The liberal critics also argued that “the new deal” favored a capitalist system and at the same time failed to honor its pledge especially in addressing the problems that affected disadvantaged Americans. Though the new deal managed to advance some reforms and furnish relief, it failed to achieve its expected outcomes. The deal only managed to attend to some few problems, ignored other problems and also brought in other problems.

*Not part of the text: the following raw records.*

PR #757, opened 2024-10-22
MRKT-154: incorrect NEWM purchase fee

scandycuz:
- Corrects NEWM fee amount for purchase stream tokens modal.

### Also

- Updates decimal place for individual stream token USD price from 3 to 4 places, as 3 was determined to be insufficient for smaller sales. A longer term fix will be to dynamically determine the decimal places based on the amount.

Screen Shot 2024-10-21 at 11 46 23 PM

### DIFF
--- a/apps/marketplace/src/components/modals/PurchaseStreamTokensModal.tsx
+++ b/apps/marketplace/src/components/modals/PurchaseStreamTokensModal.tsx
@@ -7,7 +7,10 @@ import {
   formatNewmAmount,
   formatUsdAmount,
 } from "@newm-web/utils";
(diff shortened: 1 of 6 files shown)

Another critic to the new deal is that it caused the economy to undergo a major crisis that was never witnessed before. During this period, Roosevelt found alternative ways of saving American capitalism through reforms. Many businesses were always in fear due to the strong powers given to Roosevelt. He did not manage to convince the business owners that he would not take their plants using his powers. This explains why most business criticized the new deal (Maney, 1998).
Maney (1998) adds that the new deal was also criticized for failing the dreams of many reformers. Roosevelt did not take any step to rectify the situation. Instead, he referred the reformers as being evil. Roosevelt justified his move by explaining that the new deal helped to boost security.
Dewey also criticized the new deal arguing that, the deal was misdirection. According to Dewey, the new deal started and also ended without providing clear answers on different issues that affected people. Majority of the critics supported Tugwel but he failed to access power.
In recap, it is evident that the content of the book “the new deal” fits well into the materials covered in the course. The book provides a better understanding of the different policies developed by Roosevelt’s administration.
Conklin, P. K. (1992).The New Deal. Wheeling, Ill: Harlan Davidson.
Maney, P. J. (1998). The Roosevelt presence: The life and legacy of FDR. Berkeley, Calif: Univ. of Calif, Press.